I found Vatanitawake guilty of one count of sexual intercourse without consent in company with Vunilagi, contrary to s 54(2) of the Crimes Act 1900 (ACT). The maximum penalty is 14 years’ imprisonment.
The offender has been in custody since 5 December 2019.
Facts
The full factual findings relating to Vatanitawake and the alleged co-offenders are to be found in Vunilagi (No 2). The following is a summary of those facts, particularly as they relate to Vatanitawake. Although Vatanitawake is not to be sentenced for offences committed by others, it is necessary to refer to some of those offences to place his criminality in a proper context.
Between about 10:30 PM on Saturday, 2 November 2019 and 4:30 AM on Sunday, 3 November 2019, the complainant was drinking and socialising at various venues in Civic.
At about 4:30 AM, she entered the street level area of Mooseheads Bar and approached the table where the offenders were based. She chatted to Masivesi. She flirted with Vunilagi and the two began to kiss and embrace. Both were very intoxicated.
Following an aggressive exchange between Vunilagi and another man, the complainant became upset. At 4:54 AM, Vatanitawake attracted her attention, and she followed him downstairs to an area outside the female toilets, dabbing her eyes. Vatanitawake appeared to console her, and they began to kiss and cuddle. The complainant led Vatanitawake into the female toilets area, where the amorous exchange continued.
When Mooseheads closed at 5 AM, patrons were required to leave. At 5:05 AM, the complainant and Vatanitawake emerged from the female toilets area, separated, and left the premises.
The complainant walked alone to the corner of London Circuit and East Row. Having reached the corner, she turned and returned to the area outside Mooseheads Bar, where former patrons, including the offenders, were loitering. Vatanitawake beckoned to her. She chatted to him, another man, and Masivesi for several minutes, before sitting down on the pavement next to where Vatanitawake was standing.
Vunilagi returned to the area immediately outside Mooseheads Bar and pulled the complainant up by her arm. She willingly accompanied him up Verity Lane towards the taxi rank on Alinga Street. Vatanitawake, Masivesi and Macanawai followed some distance behind. Masivesi had agreed to Vunilagi taking the complainant to his one-bedroom apartment on Northbourne Avenue, Dickson.
The complainant entered a taxi van and Vunilagi told the driver that two other men were coming. Macanawai entered the rear seat. Vunilagi entered and sat beside the complainant. She appeared to be happy with this arrangement.
However, after Vatanitawake entered the front seat of the taxi, the complainant told the taxi driver that she was “not comfortable” with him. She seemed troubled. Nevertheless, when the taxi driver asked whether she was “good”, she responded in the affirmative.

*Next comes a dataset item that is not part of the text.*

PR #303, opened 2020-07-14
Condense TableWidgetUpdater

rprospero:
As part of my work on switch AtomType over to shared pointers, I need the TableWidgetUpdater to work with vectors or shared pointers.  This requires adding a new function which is *largely* similar to the existing ones, but uses shared pointers.  To make this easier, I wanted to simplify down the class.  Now, each "Constructor" merely iterates through the container type that has been passed to it and calls the `inner_` function on each value.  The third template argument allows us to swap out a shared_ptr (or a reference or another type) for a raw pointer, if that's what the container holds.  The variadic argument allows for extra data types to be passed in, which allowed for the `TableWidgetRefDataList` updater to be merged in with the original `TableWidgetUpdater`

The taxi driver gave evidence that all seemed well until the taxi neared the Downer/Dickson lights. At that point, the complainant “started refusing” Vunilagi. The male passengers began to speak “rudely” to each other. The complainant became unhappy and unfriendly towards them. Her behaviour changed and she was “refusing stuff”.
Masivesi and a fifth man travelled to Masivesi’s home in another vehicle.
As soon as the vehicle carrying Vatanitawake arrived at Masivesi’s residence, Vunilagi and the complainant went to the bedroom. Vatanitawake and the other men remained in the living room.
After she had been in the bedroom with Vunilagi for a relatively short period, the complainant began to cry, making it clear to Vunilagi that she was not happy to continue sexual interaction with him. Vunilagi lost his erection.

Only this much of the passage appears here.